Many biological entities -- from human brains to gene regulation to protein interactions -- are organized into modules, which are essentially dense clusters of interconnected parts within a larger network. These modular designs are similar to how engineers build cars out of various components, such as spark plugs and fuel injectors, or how children create structures from Lincoln Logs or Legos.

Using powerful computers, the research group simulated 25,000 generations of evolution. They were able to test their theory by evolving networks with and without a cost for network connections.

“Once you add a cost for network connections, modules immediately appear,” Clune says. “Without a cost, modules never form. The effect is quite dramatic.”

Clune likened the findings to a road network. Within a city, many of the roads are connected to each other, but few of the local roads are connected to the roads in other cities. Instead, you have just a few connections between cities (e.g. highways). Biological networks are organized similarly, and for a similar reason: it is expensive to build connections (roads), especially long ones.

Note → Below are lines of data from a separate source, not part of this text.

Issue #9025, opened 2018-03-29
Add flag that will end compilation at or before a specified pass


LouisJenkinsCS:
I believe there should be a flag that can be used to end compilation early. Currently there are flags to disable specific optimizations, to disable all optimization, and even to stop before code generation. A flag that stops compilation at a particular point helps compiler developers test up to a specific pass without having to wait for everything to finish or have to filter their results. It can also benefit developers that interact with the compiler as it provides more customization.

A proposed flag could be something like `--stop-after-pass <passname>`.

Edit:

Related issue: #9003

mppf:
Sounds fine to me, and relatively simple to implement. I suspect there would be no objections to adding such a flag as a developer-only flag.

LouisJenkinsCS:
I believe I have found where to implement `--stop-at`, which is [runpasses.cpp:168-188](https://github.com/chapel-lang/chapel/blob/79a44c6edd6590f4f753b011af3ca99aad5f68c9/compiler/main/runpasses.cpp#L168-L188). I can see about adding some code that obtains the index of the desired pass if it exists and loops up to that instead of `passListSize`, should be easy enough to do.

LouisJenkinsCS:
Added the flag `--stop-after-pass <passname>` and I handle it appropriately. Will be in PR once finished all fixes and changes.

bradcray:
@LouisJenkinsCS: Can this issue be closed now that PR #9206 is merged?

LouisJenkinsCS:
Yep, forgot about it

Issue #9024, opened 2018-03-29
Add a variant of '--ignore-errors' that only ignores user errors


LouisJenkinsCS:
I believe that there should be a variant that ignores user errors but will still halt on internal errors. This way if there is an internal error that occurs from skipping a user error, there may be some undefined and non-deterministic behavior, but it will at least allow the user to see multiple errors in the best-case. I believe this change can be performed easily enough without much change to the Chapel compiler and that it can only be a positive thing to provide this option.

bradcray:
Note that even skipping past a user error can result in undefined and nondeterministic behavior since the compiler will have to proceed with potentially incorrect or incomplete information.  Maybe put another way: while I wouldn't be opposed to adding this proposed flag (or maybe just changing ignore-errors take a 1 vs. 2 level indicator), I don't think that this should remain a developer flag because I think it's more likely to lead to pain and confusion than benefit.  If there are cases where it's known to be safe to proceed after an error is triggered, the error itself should be changed to not be a "halt compilation" error.

mppf:
> I don't think that this should remain a developer flag because I think it's more likely to lead to pain and confusion than benefit.

I suspect you meant: *I think this it should remain a developer flag*.

LouisJenkinsCS:
This can be done by having it check whether `ignore_user_error && err_user` is set [here](https://github.com/chapel-lang/chapel/blob/d9288b53e24eea3782cf8b87706ada257b09b1f2/compiler/util/misc.cpp#L417-L419). Although if `tag == 2` it seems that [coverity will panic](https://github.com/chapel-lang/chapel/blob/694fea052e17da0634eb6797e0a85d38fc03bffa/util/devel/coverity/coverity_model.cpp#L23-L25), although this may not be important at all.

mppf:
We used to run coverity testing regularly but stopped doing so.

LouisJenkinsCS:
While I am able to see multiple errors, I'm unable to see all of them... this is still a significant improvement (See screenshot in Issue #9003) so I'll consider it 'good enough' for now.

LouisJenkinsCS:
Yep, sorry forgot about this one.

PR #9206, opened 2018-04-14
Add '--ignore-user-errors' and '--stop-after-pass' compiler flags

LouisJenkinsCS:
Introduced new flag, `--ignore-user-errors` which functions similar to `--ignore-errors` where it will continue compilation after discovering a user error, but unlike `--ignore-errors` it will stop at internal errors. The rationale for such a change is discussed in issue #9024.

Also introduced is a new flag, `--stop-after-pass` which will cease compilation after the requested pass, which must match in name. If a pass is declared, it will check on each pass whether or not the names match and if so it will 'short-circuit' compilation to end early. The rationale for such a change is discussed in issue #9025 

@mppf @bradcray


mppf:
You need to run
```
util/devel/gen-chpl-bash-completion > util/chpl-completion.bash
```
and commit the result.

Verify it worked with
```
./util/start_test test/chplenv/autocomplete/autocomplete.chpl
```

mppf:
@LouisJenkinsCS - that last commit added conflicts. Recommend undoing it, rebasing onto current master, and then doing it again.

Clune and his team used computational simulations of evolution for their study for two reasons. It is much faster than natural evolution, allowing evolutionary experiments with thousands of generations to occur in a few days, and it provides more experimental control. It would have been impossible, for example, to conduct this experiment in a naturally evolving species because there is no way in nature to eliminate the cost for connections.

In addition to helping biologists understand why organisms are built in a modular fashion, the results may well have significant implications for evolutionary computation, which is a field that harnesses evolution for engineering purposes, such as evolving artificially intelligent robots.

“Trying to figure out how to evolve modularity has been one of the ‘holy grails’ of this field,” says Clune, whose specialty is artificial intelligence. “We can use this discovery to create more intelligent robots that can find people stranded in an avalanche, pick up trash in national parks or disarm landmines.”

The research was supported by the National Science Foundation and the French National Research Agency. To read the paper, go to http://rspb.royalsocietypublishing.org/content/280/1755/20122863.full.

Photo: Jeff Clune, a UW assistant professor of computer science, was part of a research team that discovered that modularity in humans and other organisms evolves because it saves on “wiring costs” -- the costs associated with building and maintaining network connections encourages the evolution of modular designs, which have fewer and shorter connections.